EXERCISE INPUT:
________
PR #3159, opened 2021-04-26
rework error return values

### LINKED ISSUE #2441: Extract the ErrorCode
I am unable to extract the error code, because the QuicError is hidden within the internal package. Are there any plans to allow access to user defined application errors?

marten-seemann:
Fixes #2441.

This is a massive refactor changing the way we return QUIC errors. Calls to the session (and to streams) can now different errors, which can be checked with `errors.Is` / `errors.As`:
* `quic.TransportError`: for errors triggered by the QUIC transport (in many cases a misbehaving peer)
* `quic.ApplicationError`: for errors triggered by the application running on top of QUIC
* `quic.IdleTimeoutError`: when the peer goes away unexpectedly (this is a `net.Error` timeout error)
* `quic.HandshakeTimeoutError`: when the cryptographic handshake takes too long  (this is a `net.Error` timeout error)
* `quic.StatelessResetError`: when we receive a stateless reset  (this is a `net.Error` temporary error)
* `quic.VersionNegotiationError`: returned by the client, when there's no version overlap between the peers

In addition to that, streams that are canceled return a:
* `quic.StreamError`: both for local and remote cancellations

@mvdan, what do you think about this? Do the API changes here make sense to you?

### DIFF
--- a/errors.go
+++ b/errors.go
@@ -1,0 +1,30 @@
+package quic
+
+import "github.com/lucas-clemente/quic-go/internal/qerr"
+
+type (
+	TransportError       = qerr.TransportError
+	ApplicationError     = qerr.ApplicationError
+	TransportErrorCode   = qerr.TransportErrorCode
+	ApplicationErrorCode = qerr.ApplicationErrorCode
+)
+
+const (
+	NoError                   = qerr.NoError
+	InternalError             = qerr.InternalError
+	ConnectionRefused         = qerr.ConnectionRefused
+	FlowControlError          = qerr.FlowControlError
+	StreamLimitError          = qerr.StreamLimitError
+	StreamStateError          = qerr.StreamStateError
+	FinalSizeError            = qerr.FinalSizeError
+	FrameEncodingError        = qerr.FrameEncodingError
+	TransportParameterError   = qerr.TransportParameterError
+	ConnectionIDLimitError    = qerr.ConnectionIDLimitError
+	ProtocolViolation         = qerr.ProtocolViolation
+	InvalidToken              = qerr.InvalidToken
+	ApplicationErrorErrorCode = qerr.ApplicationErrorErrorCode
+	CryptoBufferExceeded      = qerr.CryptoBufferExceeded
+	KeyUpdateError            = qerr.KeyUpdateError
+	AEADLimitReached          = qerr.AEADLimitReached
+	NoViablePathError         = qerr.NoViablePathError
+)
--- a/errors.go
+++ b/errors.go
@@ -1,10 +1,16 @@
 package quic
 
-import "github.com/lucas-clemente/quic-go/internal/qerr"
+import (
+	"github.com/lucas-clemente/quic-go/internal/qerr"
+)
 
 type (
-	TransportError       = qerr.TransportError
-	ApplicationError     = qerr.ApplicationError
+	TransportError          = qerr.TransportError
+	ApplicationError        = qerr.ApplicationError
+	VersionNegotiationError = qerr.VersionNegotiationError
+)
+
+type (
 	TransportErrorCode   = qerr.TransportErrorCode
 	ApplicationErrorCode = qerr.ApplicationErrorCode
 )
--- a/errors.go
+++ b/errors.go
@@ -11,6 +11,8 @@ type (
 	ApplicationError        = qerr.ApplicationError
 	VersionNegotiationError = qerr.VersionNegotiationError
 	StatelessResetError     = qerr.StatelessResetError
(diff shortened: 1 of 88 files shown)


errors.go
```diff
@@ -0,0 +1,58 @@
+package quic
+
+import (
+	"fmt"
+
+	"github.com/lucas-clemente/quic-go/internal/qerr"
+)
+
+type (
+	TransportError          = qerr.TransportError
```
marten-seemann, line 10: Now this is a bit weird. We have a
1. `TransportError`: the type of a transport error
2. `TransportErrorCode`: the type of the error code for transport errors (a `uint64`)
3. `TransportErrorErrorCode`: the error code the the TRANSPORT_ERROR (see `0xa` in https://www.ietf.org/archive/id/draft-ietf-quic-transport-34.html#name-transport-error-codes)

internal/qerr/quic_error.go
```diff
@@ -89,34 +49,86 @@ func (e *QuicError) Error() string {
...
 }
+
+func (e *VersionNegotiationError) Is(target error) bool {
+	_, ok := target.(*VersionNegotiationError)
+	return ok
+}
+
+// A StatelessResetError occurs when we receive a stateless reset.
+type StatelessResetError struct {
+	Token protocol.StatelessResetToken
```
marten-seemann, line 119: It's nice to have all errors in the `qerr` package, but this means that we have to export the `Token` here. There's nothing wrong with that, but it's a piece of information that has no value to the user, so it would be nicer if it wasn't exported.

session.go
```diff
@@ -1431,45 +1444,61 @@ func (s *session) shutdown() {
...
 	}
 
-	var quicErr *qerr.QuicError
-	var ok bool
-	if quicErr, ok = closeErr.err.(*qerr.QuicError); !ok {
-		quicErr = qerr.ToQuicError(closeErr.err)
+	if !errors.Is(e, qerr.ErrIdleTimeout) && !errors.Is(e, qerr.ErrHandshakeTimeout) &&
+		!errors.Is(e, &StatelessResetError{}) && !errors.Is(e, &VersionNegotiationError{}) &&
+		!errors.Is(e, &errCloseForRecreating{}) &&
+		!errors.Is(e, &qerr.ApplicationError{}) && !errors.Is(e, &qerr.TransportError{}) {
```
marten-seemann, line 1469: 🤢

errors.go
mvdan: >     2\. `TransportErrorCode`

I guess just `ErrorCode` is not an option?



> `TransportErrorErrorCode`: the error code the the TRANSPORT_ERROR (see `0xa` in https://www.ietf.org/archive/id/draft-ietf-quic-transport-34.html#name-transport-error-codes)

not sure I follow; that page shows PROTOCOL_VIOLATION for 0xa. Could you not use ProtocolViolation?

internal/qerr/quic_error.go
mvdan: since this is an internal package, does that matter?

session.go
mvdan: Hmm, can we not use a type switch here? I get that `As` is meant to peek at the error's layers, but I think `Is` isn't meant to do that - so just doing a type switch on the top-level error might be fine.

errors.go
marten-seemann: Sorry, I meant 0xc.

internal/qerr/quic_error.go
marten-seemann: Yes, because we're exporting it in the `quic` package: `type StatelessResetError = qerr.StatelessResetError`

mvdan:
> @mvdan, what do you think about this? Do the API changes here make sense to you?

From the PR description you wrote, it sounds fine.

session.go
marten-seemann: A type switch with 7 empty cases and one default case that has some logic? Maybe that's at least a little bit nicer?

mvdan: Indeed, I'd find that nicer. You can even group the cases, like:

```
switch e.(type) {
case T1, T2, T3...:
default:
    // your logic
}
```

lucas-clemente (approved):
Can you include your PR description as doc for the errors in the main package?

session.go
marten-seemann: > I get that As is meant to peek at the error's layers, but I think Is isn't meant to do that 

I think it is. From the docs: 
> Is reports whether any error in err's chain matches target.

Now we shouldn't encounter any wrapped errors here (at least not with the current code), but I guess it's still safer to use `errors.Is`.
________
AIM OF THE EXERCISE: Using the data above, restate word for word the lines from its opening line through the line that contains "Fixes #2441.", and no more.

WORKED SOLUTION:
PR #3159, opened 2021-04-26
rework error return values

### LINKED ISSUE #2441: Extract the ErrorCode
I am unable to extract the error code, because the QuicError is hidden within the internal package. Are there any plans to allow access to user defined application errors?

marten-seemann:
Fixes #2441.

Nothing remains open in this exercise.